Return every line of the data below word for word, including the punctuation.

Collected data

::::

Issue #279, opened 2023-01-05
Minimal View


tcconway:
It looks like the "Minimal Timer" doesn't adhere to the End Message text. It only counts in the negative.

Steps to repeat:

1. Put some text in "End Message" in Settings.
2. Run a timer, allowing it to go past 0
3. Notice that the End Message shows up in the default timer display and not the "Minimal View" display, which shows it counting in the negative.

Thanks.

cpvalente:
Hi @tcconway 
<Minimal Timer> attempts to not be opinionated on how it runs.

From the users I have contact with, it is often used in production rather than on a stage / speaker environment.
Hence the smaller feature set.

A way forward would be to allow the configuration of the view, perhaps a URL parameter that could enable the end message.
Something like `http://localhost:4001/minimal?showEndMessage=true`

There is also an argument that the current default view <Stage/Presenter Timer> is too opinionated and users might prefer the <Minimal Timer> as a speaker timer. In which case we should be looking at a different set of solutions

What do you think?
What is your use case for <Minimal Timer>?

tcconway:
Looks amazing in v2

PR #286, opened 2023-02-16
Fix: #279 End Message in Minimal Timer

kellhogs:
I've Implemented the end message in the minimal timer, following the behavior from the normal timer. If it exist's it will be shown upon passing 0. Also it is possible to disable the end message using the `?hideendmessage=true` url parameter

### DIFF
--- a/apps/client/src/features/viewers/minimal-timer/MinimalTimer.tsx
+++ b/apps/client/src/features/viewers/minimal-timer/MinimalTimer.tsx
@@ -1,5 +1,6 @@
 import { useEffect } from 'react';
 import { useSearchParams } from 'react-router-dom';
+import { EventDataType } from 'common/models/EventData.type';
 import { useAtom } from 'jotai';
 
 import { overrideStylesURL } from '../../../common/api/apiConstants';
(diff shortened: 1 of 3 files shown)


apps/client/src/features/viewers/minimal-timer/MinimalTimer.tsx
```diff
@@ -153,27 +158,27 @@ export default function MinimalTimer(props: MinimalTimerProps) {
     >
       <NavigationMenu />
       {!hideMessagesOverlay && (
+        <div className={showOverlay ? 'message-overlay message-overlay--active' : 'message-overlay'}>
+          <div className='message'>{pres.text}</div>
+        </div>
+      )}
+      {time.finished && general.endMessage && !hideEndMessage ? (
```
cpvalente, line 165: super nitpick:
I would prefer having "complex" logic away from the presentation.
This would mean extracting this to a variable before the render method, next to the other stuff
like 
`const showEndMessage = time.current < 0 && general.endMessage && !hideEndMessage ;`

Also, note I am using `time.current < 0 `instead of `time.finished`.
`time.finished `was a lazy shortcut from the early days that I came to regret and would like to get rid of it :D

cpvalente (changes requested):
Good work, in general this would be good to merge.
I did leave a small comment, mostly related to a bad pattern in the code I have written prior.

Again, great stuff!

cpvalente (approved):
Great stuff!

::::

• Response:
Issue #279, opened 2023-01-05
Minimal View


tcconway:
It looks like the "Minimal Timer" doesn't adhere to the End Message text. It only counts in the negative.

Steps to repeat:

1. Put some text in "End Message" in Settings.
2. Run a timer, allowing it to go past 0
3. Notice that the End Message shows up in the default timer display and not the "Minimal View" display, which shows it counting in the negative.

Thanks.

cpvalente:
Hi @tcconway 
<Minimal Timer> attempts to not be opinionated on how it runs.

From the users I have contact with, it is often used in production rather than on a stage / speaker environment.
Hence the smaller feature set.

A way forward would be to allow the configuration of the view, perhaps a URL parameter that could enable the end message.
Something like `http://localhost:4001/minimal?showEndMessage=true`

There is also an argument that the current default view <Stage/Presenter Timer> is too opinionated and users might prefer the <Minimal Timer> as a speaker timer. In which case we should be looking at a different set of solutions

What do you think?
What is your use case for <Minimal Timer>?

tcconway:
Looks amazing in v2

PR #286, opened 2023-02-16
Fix: #279 End Message in Minimal Timer

kellhogs:
I've Implemented the end message in the minimal timer, following the behavior from the normal timer. If it exist's it will be shown upon passing 0. Also it is possible to disable the end message using the `?hideendmessage=true` url parameter

### DIFF
--- a/apps/client/src/features/viewers/minimal-timer/MinimalTimer.tsx
+++ b/apps/client/src/features/viewers/minimal-timer/MinimalTimer.tsx
@@ -1,5 +1,6 @@
 import { useEffect } from 'react';
 import { useSearchParams } from 'react-router-dom';
+import { EventDataType } from 'common/models/EventData.type';
 import { useAtom } from 'jotai';
 
 import { overrideStylesURL } from '../../../common/api/apiConstants';
(diff shortened: 1 of 3 files shown)


apps/client/src/features/viewers/minimal-timer/MinimalTimer.tsx
```diff
@@ -153,27 +158,27 @@ export default function MinimalTimer(props: MinimalTimerProps) {
     >
       <NavigationMenu />
       {!hideMessagesOverlay && (
+        <div className={showOverlay ? 'message-overlay message-overlay--active' : 'message-overlay'}>
+          <div className='message'>{pres.text}</div>
+        </div>
+      )}
+      {time.finished && general.endMessage && !hideEndMessage ? (
```
cpvalente, line 165: super nitpick:
I would prefer having "complex" logic away from the presentation.
This would mean extracting this to a variable before the render method, next to the other stuff
like 
`const showEndMessage = time.current < 0 && general.endMessage && !hideEndMessage ;`

Also, note I am using `time.current < 0 `instead of `time.finished`.
`time.finished `was a lazy shortcut from the early days that I came to regret and would like to get rid of it :D

cpvalente (changes requested):
Good work, in general this would be good to merge.
I did leave a small comment, mostly related to a bad pattern in the code I have written prior.

Again, great stuff!

cpvalente (approved):
Great stuff!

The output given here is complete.